China...thoughts from one who's been there and returned.

A common topic among many conservative commentators is the looming threat of China as an implacable enemy intent on the destruction of the United States and our way of life. However, to the likes of Laura Ingraham and Rush Limbaugh, I have to say, "World communism as you knew it is dead. The harsh realities of the global marketplace drove a stake through the heart of that vampire in the late 80's." Is China an implacable enemy? Hardly. Are they our friend? Don't kid yourself...

To understand China today, you need to understand what really happened at Tienanmen Square. The impression that was left with the American public was that the powerful Communist government called in the full force of its military to brutally suppress a peaceful protest by Chinese students. A Chinese acquaintance who was a student at the time had a somewhat different story: The protest that was centered at Tienanmen Square was far more widespread than a collection of students and the military was called out only when the the government was faced with imminent collapse in what was quickly becoming nothing less than open rebellion in the populace. If we accept that this was the case, can Americans who moralize about the brutal government response at Tienanmen claim that our own government would respond any differently? I think not...

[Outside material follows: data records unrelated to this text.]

PR #1581, opened 2017-07-27
Currently visible screen

guyca:
This PR adds api to get the currently visible screen.

Usage:

1. From a screen, using navigator instance: 
    `const isVisible = await this.props.navigator.isCurrentlyVisibleScreen()`

2. Globally, using `Navigation` object:
     `const visibleScreenInstanceId = await Navigation. getCurrentlyVisibleScreenId()`


aarongreenwald:
@guyca @artald THANK YOU!!!

brunolemos:
> In order to have any use of this method, you'd need to map instanceId to screens your self.

Any example of this? I can't find in the docs how to get the instance id. 

BTW why doesn't it return the `screen` name that I used when registering (e.g. `org.brunolemos.HomeScreen`) instead of `screenInstanceID2`?

PR #1600, opened 2017-07-29
Update top-level-api.md (Added forgotten styles)

berkaybeyaz1:
Added forgotten drawer style props.


docs/top-level-api.md
```diff
@@ -66,6 +66,12 @@ Navigation.startTabBasedApp({
       screen: 'example.SecondSideMenu', // unique ID registered with Navigation.registerScreen
       passProps: {} // simple serializable object that will pass as props to all top screens (optional)
     },
+    style: {
```
guyca: We should mention that these styles (the entire `style` object actually) are for iOS only

PR #1616, opened 2017-08-02
changed setOptions to receive RNNNavigationOptions and added topBarTextColor

bogobogo:


lib/ios/RNNModalManager.m
```diff
@@ -33,7 +34,7 @@ -(void)dismissAllModals {
 -(void)removePendingNextModalIfOnTop {
 	NSString *containerId = [[_store pendingModalIdsToDismiss] lastObject];
 	
-	UIViewController *modalToDismiss = [_store findContainerForId:containerId];
+	RNNRootViewController *modalToDismiss = [_store findContainerForId:containerId];
```
DanielZlotin: why? containerId can be any viewcontroller, not just RNNRootViewController

PR #1619, opened 2017-08-02
update docs for iOS drawer animations in top-level-api section

rajaishwary:


henrikra:
Wow did not know you can use these kind of animations :O

PR #4561, opened 2019-01-10
Overlay with scroll view

guyca:
Fixes an issue with ScrollView inside an Overlay. While down events were propagated to the view, move events were consumed by the overlay preventing scroll components from functioning correctly.


guyca:
cc @eladgel

PR #4578, opened 2019-01-12
Adding hideNavBarOnFocusSearchBar option

sganti564:
This PR will allow the user to add a new property to the `topBar` options ` hideNavBarOnFocusSearchBar`
1. if the value of `hideNavBarOnFocusSearchBar` is false then the nav bar wont hide on focus the search bar.
2. if the value of `hideNavBarOnFocusSearchBar` is true or don't have this property mentioned in the `topBar` options then it will work as existing.


sganti564:
Did someone get a chance to look at this small PR? This is very important feature for one the components we build. Right now, user have to use multiple clicks (one for cancel and other for nav button) in order to accomplish a functionality. After this fix, they can use nav button directly and ignore the cancel. I want this to be merged asap. Thanks.

PR #4597, opened 2019-01-17
Tell prop's type with generic

henrikra:
With this you can type props same way you can already do with `push` :)
This PR continues the work done in https://github.com/wix/react-native-navigation/pull/4223


henrikra:
@guyca Are you able to check this? This should be pretty familar to you :)

ruscoder:
Hello! I found that `showModal` should be type safe too. I can prepare a tiny PR for it.

henrikra:
@ruscoder Go ahead! 🚀

PR #4612, opened 2019-01-21
Refactor SplitView options and make them work with Tabs

zzorba:
The bottomTab settings were not being properly applied if a SplitView
controller was nested. Part of this seems to be that the 'options' for
SplitView were in their V1 form, i.e. they did not have access to the
full topBar/bottomTab/etc.

I refactored the options to be in their own sub object. NOTE: the
settings for `splitView` are not being applied currently -- they weren't
before and they still are not being respected now.

With access to the full options now, I was able to change
RNNSplitViewController to properly override
willMoveToParentViewController to get the bottomTab icon to properly
show up.

I would love to get the actual `splitView` settings to properly work, but I need some guidance on how to do that in the new Presenter framework.  Since this seems to be no worse off than before, I figure it is still worth merging in the meantime.

### DIFF
--- a/docs/docs/layout-types.md
+++ b/docs/docs/layout-types.md
@@ -200,10 +200,12 @@ const splitView = {
     // All layout types accepted supported by device, eg. `stack`
   },
   options: {
-    displayMode: 'auto', // Master view display mode: `auto`, `visible`, `hidden` and `overlay`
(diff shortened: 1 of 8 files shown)


zzorba:
Unsure why the android build failed, as this is an iOS only feature.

In any case, Tienanmen Square did serve as a wake up call for the Beijing government that economic reform was long overdue and, to their credit, radical and, literally, world-changing reform was made to happen in short order. The odd hybrid of socialism and capitalism, "planned capitalism" if you will, that exists today in China is the result of that reform. Nothing drove home to me the rapid and decisive nature of this change more than when I visited Beijing in late 1999 (ten years after Tienanmen Square) and found a McDonald's open for business across the street from Mao's Tomb. Ten years earlier, anyone standing at that spot would have been watching tanks running over students in the nearby square.

China has grown its economy over the past twenty years through the massive export of manufactured goods. It has, and still does, encourage foreign manufacturers to build plants in China as well as growing its own native manufacturing. This economic growth has provided for order of magnitude increases in the standard of living of the Chinese people, which of course, was the whole point of the post-Tienanmen economic reforms. However, this growth has not come without problems. There's an old joke that says, "Cocaine will make you a new man...and the first thing the new man wants is more cocaine." Prosperity is like that...once people get a little, they want more. Consequently, the Chinese government is faced with the dilemma of maintaining economic growth to feed the increasing demand for more "stuff" from the increasingly prosperous Chinese people.

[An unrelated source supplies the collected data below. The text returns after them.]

PR #4637, opened 2019-01-25
Pull from the root TabBarController height

### LINKED ISSUE #4190: [V2] topBarHeight constant always 0
### Issue Description

It seems that when accessing the `topBarHeight` from `Navigation.constants()` that the value is always set to `0`. 

I'm not certain if there's another way to access the height of the navigation bar.

```js
const constants = await Navigation.constants();
console.table(constants);
```

---
### Environment
* React Native Navigation version: 2.0.2594
* Device info (Simulator/Device? OS version? Debug/Release?): Simulator / iOS 12 / Debug

paubins:
Pulls the height from the root UITabBarController.

Fixes #4190

### DIFF
--- a/lib/ios/Constants.m
+++ b/lib/ios/Constants.m
@@ -15,7 +15,7 @@
 }
 
 + (CGFloat)bottomTabsHeight {
-	return UIApplication.sharedApplication.delegate.window.rootViewController.tabBarController.tabBar.frame.size.height;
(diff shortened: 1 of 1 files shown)


LRNZ09:
As pointed by @MrtnvM on the commit page https://github.com/wix/react-native-navigation/commit/8cee74533489e1877ffea95c1622bd4ab6fb33ff this way of getting tab bar height leads to a crash and should be fixed.

PR #4647, opened 2019-01-27
Fix splitView options

zzorba:
This change brings the SplitView controller in line with the rest of the V2 refactor.  Introduces a new Presenter and an intermediate UISplitViewController+Options to apply changes.

I tested all 4 options, including with mergeOptions, and it seems to behave as expected.


zzorba:
So this seems to work -- though there appears to be something off with teh combination of split view + tab (but it might be a preexisting issue).

image

It seems to be related to the spacing for the bottom tab bar if I weld off the following bit of code in UIViewController+RNNOptions.h
```
- (void)rnn_setDrawBehindTabBar:(BOOL)drawBehindTabBar {
	if (drawBehindTabBar) {
		[self setExtendedLayoutIncludesOpaqueBars:YES];
		self.edgesForExtendedLayout |= UIRectEdgeBottom;
	} else {
		self.edgesForExtendedLayout &= ~UIRectEdgeBottom;
	}
}
```
to always execute the drawBehindTabBar=true path, then the extra spacing goes away.  I think what should happen is the childViewControllers need to act as if they are NOT in a tab bar (from a height calculation POV), but I don't know the best way to achieve that.

exentrich:
Great feature! Thank very much!
I found several problems:
- `statusBar.style` option is ignored, global too
- Can we customize border between master and detail? Show/hide is enough.
- App is crashed on iPad when it started or moved to "split view" - when two apps showed simultaneously (for example 80% of screen is Safari, 20% my app)

PR #4658, opened 2019-01-30
[v2] [iOS] Feature - support for topBar customization (Android-like)

StasDoskalenko:
This PR gives an ability to set topBar `borderColor` and `borderHeight` for iOS applications like Android version of react-native-navigation does.
image


StasDoskalenko:
Updated with master to fix tests

PR #4681, opened 2019-02-03
Improve navBarBlur and navBarTranslucent documentation

kyle-ssg:
Although it was quite obvious after, it wasn't mentioned that translucent: true was required for navBarBlur to work.

Also, I think adding required options to the JS snippets make this easier to follow.


guyca:
Thanks! ❤️

PR #4683, opened 2019-02-04
[v2][iOS] Feature - support mergeOptions on bottomTab iOS

magrinj:
Actually when you try to do a mergeOptions on bottomTab on iOS nothing happen, this PR fix this, now you can use mergeOptions to update the text and icon of a tab.


yogevbd:
Solved here: https://github.com/wix/react-native-navigation/pull/4683
Thanks!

Economic growth in China means continued export of manufactured goods on a massive scale, which in turn requires a healthy appetite for those goods in the world's dominant economy, i.e., the United States. A weak American economy threatens the economic health of China. China has lent hundreds of billions of dollars to the United States, not as part of a diabolical plot to destroy the U.S. economy, but as an almost desperate attempt to prop up the primary customer of Chinese manufactured goods. The lessons of Tienanmen Square are constantly on the minds of Chinese leaders. They stay in power only as long as the Chinese people are prosperous and economic growth continues.

China should be viewed as a fierce and determined economic competitor. The Cold War is over...capitalism won, but that is small consolation for the United States. Just as the most fervent Christian is the recent convert, China has not so much embraced capitalism as it has roped it, saddled up, and is riding it like a stolen horse. However, the economic growth that has stabilized Chinese society is not sustainable. Even now, wages in China are rising rapidly and I have spoken with Chinese factory owners who are seriously contemplating moving operations to Vietnam, among other places, to, ironically enough, take advantage of cheaper labor. The Chinese government has also started to recognize that their "growth at any cost" strategy has brought many areas of the country to the verge of environmental collapse - I've spent a lot of time in the industrial zone south of Shanghai and have yet to see anything resembling a blue sky and even tap water in downtown Shanghai is too polluted to drink. Correcting what can only be called "environmental atrocities" while necessary, will have a distinctly negative impact on China's global competitiveness. I don't know how the Chinese government will end up addressing the issue of economic sustainability, but I do know that whatever actions they take will dominate the world of Realpolitk for at least the next 20 years.